▶ [EXERCISE DESCRIPTION]:
Both the line with "contracts: remove bank creation system" and the line with "we will be using" in the records below must appear in the output, along with every line between them, exactly and with nothing added.

▶ [DATA EXTRACT]:
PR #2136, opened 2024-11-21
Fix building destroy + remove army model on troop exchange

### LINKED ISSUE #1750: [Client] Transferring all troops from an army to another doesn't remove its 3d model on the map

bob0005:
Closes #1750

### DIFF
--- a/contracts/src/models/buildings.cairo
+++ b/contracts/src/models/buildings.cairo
...
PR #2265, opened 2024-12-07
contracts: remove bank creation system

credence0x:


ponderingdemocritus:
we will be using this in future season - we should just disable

▶ [RESPONSE TO THIS EXERCISE]:
contracts: remove bank creation system

credence0x:


ponderingdemocritus:
we will be using this in future season - we should just disable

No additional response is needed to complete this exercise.